A reflection on the personal dynamics of leadership. As leaders, we sometimes find that our character, reputation, and past successes have earned us new responsibilities, and new challenges: these are opportunities under our stewardship. Some of these will come with new teams, new staff, and new initiatives. Some of these will be strategically important to our companies and our careers.
These meditations, I find, provide the bedrock of the river of success, for my teams and myself.
Time will always be our most precious and fluid resource, and also the most easily wasted.
It’s safe to lose strategically unimportant opportunities. Identify these pressures and rebuff them.
The right opportunities are the ones you’re ready to pursue when they arise. Be ready.

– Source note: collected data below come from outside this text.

PR #1072, opened 2024-06-20
Add 'blessed' transactions which are exempt from gas price rules

### LINKED ISSUE #1059: Enable deployment of the Arachnid proxy
Make an exemption to the 4761 gwei min gas price in case of the Arachnid transaction hash

JamesHinshelwood:
Currently this just includes the deployment transaction for the deterministic deployment proxy.

This PR also enables the REVM balance check. Previously, this was disabled because Scilla transfers would use the EVM execution flow and they often contained overly high gas limits. This is no longer the case. More alarmingly, it turns out that when the check is disabled, REVM just gives the sender of a transaction enough money to cover that transaction, meaning funds are invented out of thin air. So now mean that the sender of a transaction needs to have enough money to cover the provided `gas_limit * gas_price + amount`.

This means we've had to change how our 'system' transactions are processed. Previously, they would set a very high gas_limit and gas_price and the signer was the zero address. This obviously doesn't work any more since the zero address doesn't have any money at genesis. Instead, we now set the gas_price to zero and disable the gas price checks.

Resolves #1059


zilliqa/src/exec.rs
```diff
@@ -391,11 +393,7 @@ impl State {
             .append_handler_register(inspector_handle_register)
             .modify_cfg_env(|c| {
                 c.chain_id = chain_id;
-                // We disable the balance check (which ensures the from account's balance is greater than the
-                // transaction's `gas_price * gas_limit`), because Scilla transactions are often submitted with
-                // overly high `gas_limit`s. This is probably because there is no gas estimation feature for Scilla
-                // transactions.
-                c.disable_balance_check = true;
+                c.disable_base_fee = skip_base_fee_check;
```
rrw-zilliqa, line 396: What does ZQ1 do? Will check this afternoon if you don't get there first .. I'm a bit nervous about discounting the check altogether, though I do agree with the logic.

zilliqa/src/exec.rs
```diff
@@ -1557,3 +1561,15 @@ fn scilla_call(
...
+
+/// Blessed transactions bypass minimum gas price rules. These transactions have value to the network even at a lower
+/// gas price, so we accept them anyway.
+const BLESSED_TRANSACTIONS: [Hash; 1] = [
+    // Hash of the deployment transaction for the deterministic deployment proxy from
+    // https://github.com/Arachnid/deterministic-deployment-proxy. It is valuable to accept this transaction despite
+    // the low gas price, because it means the contract is deployed at the same address as other EVM-compatible chains.
+    // This means that contracts deployed using this proxy will be deployed to the same address as on other chains.
+    Hash(hex!(
+        "eddf9e61fb9d8f5111840daef55e5fde0041f5702856532cdbb5a02998033d26"
```
rrw-zilliqa, line 1573: https://github.com/Zilliqa/dev-portal/issues/21 is the issue to document this (though probably I now need to start writing a page for all this not-API-but-properties-of-this-version-of-Zilliqa code. Meh.)

zilliqa/src/exec.rs
```diff
@@ -367,6 +368,7 @@ impl State {
         chain_id: u64,
         current_block: BlockHeader,
         inspector: I,
+        skip_base_fee_check: bool,
```
rrw-zilliqa, line 371: I'm not all that happy about this being a boolean, and a negative-sense boolean at that - suggest change to an enum to make it obvious what you're doing so that accidental `true`s here stand out and folks spot them in code review. A failure to do so could be bad .. (not least because it would make code to replay history once you'd fixed it a pretty awful thing to have to write)

zilliqa/src/exec.rs
rrw-zilliqa: Would also be good to know what drives putting this txn in the list? Agree that it's useful, but would want to see passive acceptance on slack (at least) before we start adding too much to this array ...

rrw-zilliqa (approved):
Looks good to me, modulo comments .

zilliqa/src/exec.rs
JamesHinshelwood: For `eth_call`s, ZQ1 sets the `gas_price` to the DS block gas limit. That achieves the same thing as skipping the fee check.

ZQ1 doesn't use REVM, so doesn't have the balance check. If we employed the same approach, all `eth_call`s would fail unless the sender had a balance of `gas_limit * block_gas_price`.

zilliqa/src/exec.rs
JamesHinshelwood: I tried to write the motivation in the comment above

> It is valuable to accept this transaction despite the low gas price, because it means the contract is deployed at the same address as other EVM-compatible chains. This means that contracts deployed using this proxy will be deployed to the same address as on other chains.

Does that make sense or need adding to?

zilliqa/src/exec.rs
JamesHinshelwood: Done :+1:

zilliqa/src/exec.rs
rrw-zilliqa: How about I file an issue, write something in docs/ and then post to slack for visibility? I neither want this to come as a surprise to future developers, nor do I want people to start adding to this list "because it's useful ..". But let's not hold this PR up for that?

rrw-zilliqa (approved):
Looks good to me :-)

zilliqa/src/exec.rs
JamesHinshelwood: Okay with me, thank you :)

rrw-zilliqa:
https://github.com/Zilliqa/zq2/issues/1081 .

PR #4306, opened 2024-03-21
:bug: Fix comments and history toggle

AzazelN28:
[Taiga Issue #7242](https://tree.taiga.io/project/penpot/issue/7242) History panel doesn't close when click on comments icon

### DIFF
--- a/frontend/src/app/main/data/workspace/drawing.cljs
+++ b/frontend/src/app/main/data/workspace/drawing.cljs
@@ -28,6 +28,10 @@
     ptk/UpdateEvent
     (update [_ state]
       (-> state
+          (update :workspace-layout (fn [workspace-layout]
+                                      (if (= tool :comments)
+                                        (disj workspace-layout :document-history)
+                                        workspace-layout)))
           (update :workspace-drawing assoc :tool tool)
           ;; When changing drawing tool disable "scale text" mode
           ;; automatically, to help users that ignore how this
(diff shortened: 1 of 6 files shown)


frontend/src/app/main/data/workspace/drawing.cljs
```diff
@@ -27,6 +27,8 @@
   (ptk/reify ::select-for-drawing
     ptk/UpdateEvent
     (update [_ state]
+      (when (= tool :comments)
+        (update state :workspace-layout disj :document-history))
```
niwinz: This code does nothing, I mean, it returns a new state but this state is ignored.

frontend/src/app/main/ui/workspace/right_header.cljs
```diff
@@ -169,33 +169,32 @@
...
-           (when (contains? layout :document-history)
-             (st/emit! (-> (dw/remove-layout-flag :document-history)
-                           (vary-meta assoc ::ev/origin "workspace-header"))))
-
            (if (= :comments selected-drawtool)
-             (st/emit! :interrupt)
+             (do
+               (st/emit! :interrupt)
+               (when (some? comments-local)
+                 (st/emit! :interrupt)))
```
niwinz: Do you need emit interrupt two times?

EvaMarco: yes, one to stop the path edition other to stop the drawing mode

niwinz: This looks like the problem is in other side. There should never be a need for two interrupts, a single interrupt should interrupt everything.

There will be more opportunities than you can possibly pursue. Be selective.
Better to succeed in the important few, than fail by taking on too many.
Things change. Sometimes the strategy was wrong. Sometimes the strategy must adapt to what we didn’t see coming.
Some things cannot be changed, but we can leverage time to change our plans and commitments; the strategy need not change just because the tactics had to evolve.
Pressure is largely virtual; we create it by being overcommitted or distracted. Most of them are not strategically important.
There is no pressure that cannot be managed. There are no pressures, that when mixed, will not require management.
I am a steward, responsible for the well-being of my team, and their growth in skills and capability.
I am a leader, responsible for communicating and executing the vision, mission and strategy, of my company, regardless of my station.
I am a mentor, responsible for raising new leaders.
I am a servant, responsible for enabling my team and others in my company to succeed in our strategy.
I am a guide, responsible for lighting a path, and helping others walk in it. I cannot walk it for them.
I am a change agent, responsible for making tomorrow better than yesterday.
The problems of tomorrow may require methods we did not understand yesterday.
What’s good for my people is good for my company.
Without hope there is no creativity or experimentation, and therefore no innovation.
Without calm, we hazard poor judgement, and create liabilities. (Sometimes technical debt.)
My emotions, thoughts, and perceptions are tools, which I will govern and leverage for my teams’ success. I create my team’s environment, and my well-being influences their outcomes.
My hope becomes my team’s hope. When I am hopeful, I speak with hope, and my team becomes hopeful.
My calm becomes my team’s calm. When I am calm, my team joins me in considering calmly, and we make better decisions.
The inner calm begets the outer calm; the inner hope, the outer. Calm begets calm. All is calm.